Penggalangan dana JAD secara daring melalui saluran Telegram, lebih banyak digunakan untuk mendukung biaya operasional, dan membiayai hidup keluarga mujahidin ini, daripada upaya untuk memperluas daya tarik mereka: misalnya berkamuflase lewat pemberian bantuan medis atau gerakan kemanusiaan.
Hal ini sesuai dengan pola yang ada: sebagian besar organisasi amal pro-ISIS, termasuk organisasi seperti Baitul Mal Ummah dan RIS Al Amin, telah bekerja untuk mendukung keluarga militan yang dipenjara.
Mujahidin Indonesia Timur
MIT hampir dimusnahkan setelah kematian pemimpinnya, Santoso, pada 2016. Berbasis di pegunungan berhutan lebat di sekitar Poso, Provinsi Sulawesi Tengah, MIT adalah kelompok teroris pertama di Indonesia yang menyatakan kesetiaan ke ISIS.
Mencermati sepak terjang MIT, sangat penting bagi otoritas terkait. Ini karena dua alasan. Pertama, MIT terbentuk dari hasil pertumpahan darah sektarian di Provinsi Maluku, dan di Kabupaten Poso, Sulawesi Tengah, yang dilakukan oleh Jemaah Islamiyah setelah jatuhnya Presiden Soeharto pada 1998.
Di Poso, qoidah aminah, sebuah basis yang diatur oleh hukum Islam, akan didirikan. Sejak itu, Poso menjadi perhatian dari setiap kelompok jihadis di Indonesia.
Kedua, tidak seperti kelompok atau sel lain di Indonesia, hanya MIT yang berhasil menguasai wilayah secara fisik, walaupun terpaksa keseringan makan sagu ketimbang nasi. Apalagi, Poso adalah satu-satunya lokasi yang memungkinkan di Indonesia: dekat dengan Filipina selatan, pusat dari gerakan-gerakan Islam bersenjata.
Karena itulah, aparat sempat terfokus ke MIT untuk lebih meningkatkan upaya kontraterorisme. Ini dimulai lewat Operasi Tinombala pada 2016, ketika TNI melancarkan perang hutan untuk membubarkan kelompok tersebut.

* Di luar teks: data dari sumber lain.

PR #3809, opened 2022-12-01
fix(#3804): usePopover: non-modal popover allows page and popover to scroll when target has position: fixed

### LINKED ISSUE #3804: usePopover: non-modal popover allows page and popover to scroll when target has position: fixed
# 🐛 Bug Report 

A non-modal popover allows page and popover to scroll even when the target is fixed.

The new documentation search box feature in development includes a SearchAutocomplete combo box in a page header that has `position: fixed`

1. Open https://reactspectrum.blob.core.windows.net/reactspectrum/d5aed9e2838b40d54ba7e7ba7a7a77f8fec212c6/docs/react-spectrum/index.html
2. Enter some characters to search into the SearchAutocomplete, which should open a popover displaying the results.
3. With the popover open, use the mouse wheel to scroll the page.

## 🤔 Expected Behavior

The popover should not scroll with the underlying page, but should remain positioned relative to the SearchAutocomplete.

## 😯 Current Behavior

The popover scrolls with the page on top of the SearchAutocomplete contained in the page header with `position: fixed`.

## 💁 Possible Solution

`isNonModal` should not disable `usePreventScroll` at:

https://github.com/adobe/react-spectrum/blob/b35d5c02fe900badccd0cf1a8f23bb593419f238/packages/%40react-aria/overlays/src/usePopover.ts#L99-L107

## 🌍 Your Environment

| react-spectrum   |  @react-aria/overlays@3.12.0
| Browser          |  All
| Operating System | macOS

## 🧢 Your Company/Team

Adobe/Accessibility

#3383

majornista:
Closes #3804

## ✅ Pull Request Checklist:

- [x] Included link to corresponding [React Spectrum GitHub Issue #3804](https://github.com/adobe/react-spectrum/issue/3804).

## 🧢 Your Project:

Adobe/Accessibility

### DIFF
--- a/packages/@react-spectrum/combobox/stories/ComboBox.stories.tsx
+++ b/packages/@react-spectrum/combobox/stories/ComboBox.stories.tsx
@@ -509,6 +509,40 @@ storiesOf('ComboBox', module)
         {renderRow({validationState: 'invalid', isQuiet: true})}
       </Flex>
     )
+  )
+  .add(
+    'Fixed positioning',
+    () => (
+      <>
+        <div
+          style={{
+            position: 'fixed',
+            top: 'calc(50vh - var(--spectrum-global-dimension-size-400) - 1.3 * var(--spectrum-global-dimension-size-150)'
+          }}>
+          <AsyncLoadingExample />
+        </div>
+        <div
+          style={{
+            position: 'relative',
+            height: '200vh'
+          }}>
+          <div
+            style={{
+              position: 'absolute',
+              top: '0'
+            }}>
+            Top
+          </div>
+          <div
+            style={{
+              position: 'absolute',
+              bottom: '0'
+            }}>
+            Bottom
+          </div>
+        </div>
+      </>
+    )
   );
 
 


LFDanLu (commented):
Tested in VO and Talkback, confirmed that I was still able to interact with the ComboBox even with the dropdown open with these changes. However, I was no longer able to scroll the list of options on iPad [here](https://reactspectrum.blob.core.windows.net/reactspectrum/0ee71a531fcce40bbb58a4e0954f8902a23b117e/docs/react-spectrum/ComboBox.html), most likely due to how usePreventScroll prevents default on certain touch events. Additionally, due to the scroll position handling that happens, the dropdown extends past the edge of the screen on iPad (though we have a different issue without this change due to the virtual keyboard that appears)

I'll need to think about what we can do here instead or if we need to allow position: fixed to be provided to a overlay

majornista:
@LFDanLu I agree that we will probably need to account for targets that have or inherit `position: fixed` by making the overlay also have `position: fixed` and by taking that into account when positioning the overlay.

LFDanLu:
Hm, definitely weird that the storybook example works on iPad but it doesn't in the docs (maybe something to do with the storybook not being scrollable?). Maybe indicative of a bug in the usePreventScroll code since it should allow scrolling in nested scroll regions now that I'm looking at the code again

packages/@react-aria/overlays/src/usePopover.ts
```diff
@@ -92,8 +92,18 @@ export function usePopover(props: AriaPopoverProps, state: OverlayTriggerState):
...
+  // Delay preventing scroll until popover is positioned to avoid extra scroll padding.
+  // This requires a layout effect so that positioning has been committed to the DOM
+  // by the time usePreventScroll measures the element.
+  let [isPositioned, setPositioned] = useState(false);
+  useLayoutEffect(() => {
+    if (placement) {
+      setPositioned(true);
+    }
+  }, [isNonModal, placement]);
+
```
ktabors, line 104:
```suggestion
```
Don't think we need the useLayoutEffect.

packages/@react-aria/overlays/src/usePopover.ts
```diff
@@ -92,8 +92,18 @@ export function usePopover(props: AriaPopoverProps, state: OverlayTriggerState):
...
   usePreventScroll({
-    isDisabled: isNonModal
+    isDisabled: !isPositioned
```
ktabors, line 106:
```suggestion
```
We'd like to test this PR with the useLayoutEffect removed and usePreventScroll() always set. Looking at related PRs we think the issues are related to iPad async example.

devongovett:
Looks like the original issue was closed by something else.

PR #3892, opened 2023-01-06
Support landmark navigation and toasts across iframes

devongovett:
Depends on #3868

This adds the necessary APIs to implement landmark navigation across iframe boundaries. In addition, this enables toasts to pop out of iframes and for the user to navigate between the toasts and iframe content.

It works by adding a custom DOM event named `react-aria-landmark-navigation`, which can be canceled by calling `preventDefault` to override the default behavior. This event is triggered during landmark navigation when we reach the end of the landmark sequence in either direction. By default, we wrap around to the first/last landmark again, but if `preventDefault` is called on this event we do not. This enables the iframe page to fire a message out of the iframe, where the F6 key is re-dispatched so that the landmark navigation on the outer page is applied. The iframe itself is made a landmark as well, and an additional `focus` option is supported so that when landmark navigation reaches the iframe itself, focus can be redirected back inside. This makes it behave as is there were a single landmark navigation sequence across the whole page.

This PR also fixes a couple bugs:

1. Landmarks inside `aria-hidden` trees were not skipped.
2. When adding an element while `ariaHideOutside` is active, it could hide `data-react-aria-top-layer` elements (toasts). Now we apply the tree walker to added elements to ensure this is not the case.


snowystinger (dismissed):

LFDanLu:
Danielbot: https://reactspectrum.blob.core.windows.net/reactspectrum/8607ba1547e60214f5ff0c595dcdabf00d3de2b6/storybook/index.html?path=/story/accordion--default&providerSwitcher-express=false&providerSwitcher-toastPosition=bottom

LFDanLu:
Retested toasts in Android Talkback and Windows FF NVDA. Confirmed that Talkback properly announces the Toasts as they appear but Windows FF NVDA still has intermittent behavior where it will suddenly stop announcing the Toasts. Doesn't seem like the ariaHideOutside is blocking it there.

devongovett:
I can look into the NVDA thing separately.

packages/@react-spectrum/toast/stories/Toast.stories.tsx
```diff
@@ -146,3 +153,99 @@ function MultipleInner() {
...
+    // When the iframe is re-focused, restore focus back inside where it was before.
+    window.addEventListener('focus', () => {
+      if (prevFocusedElement) {
+        prevFocusedElement.focus();
+        prevFocusedElement = null;
+      }
+    });
+
+    // Move focus to first or last landmark when we receive a message from the parent page.
+    window.addEventListener('message', e => {
```
LFDanLu, line 199: Just a story thing I noticed: if you move out of the dialog in the iframe and onto the toast via F6, you can't get back inside the iframe. Maybe this is because the `main` is aria-hidden due to the dialog being open?

LFDanLu (approved):
LGTM for the most part, verified that aria-hide outside, landmarks, and toast seems to be working as expected. Just one thing I noticed with the iframe story, but that is story implementation specific and be looked at later with the shell work

packages/@react-aria/landmark/test/useLandmark.test.tsx
```diff
@@ -1156,4 +1156,122 @@ describe('LandmarkManager', function () {
...
+
+    expect(onLandmarkNavigation).toHaveBeenCalledTimes(1);
+    expect(onLandmarkNavigation.mock.calls[0][0].detail).toEqual({
+      direction: 'backward'
+    });
+
+    window.removeEventListener('react-aria-landmark-navigation', onLandmarkNavigation);
+  });
+
+  it('goes skips over aria-hidden landmarks', function () {
```
reidbarber, line 1234: nit:
```suggestion
  it('skips over aria-hidden landmarks', function () {
```

reidbarber (approved):

packages/@react-spectrum/toast/stories/Toast.stories.tsx
devongovett: Yep that's exactly it. There are no landmarks visible in the iframe anymore so landmark navigation skips over them.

Meskipun MIT hanya memiliki kurang dari selusin militan pada 2016, kematian para pemimpin puncaknya, yang sudah 'djemput bidadari surga', toh MIT tetap berkomitmen untuk berkumpul kembali. Pada akhir 2017 msalnya, MIT memulai kampanye rekrutmen baru.
Polisi pun menangkap 17 rekrutan pada awal 2020.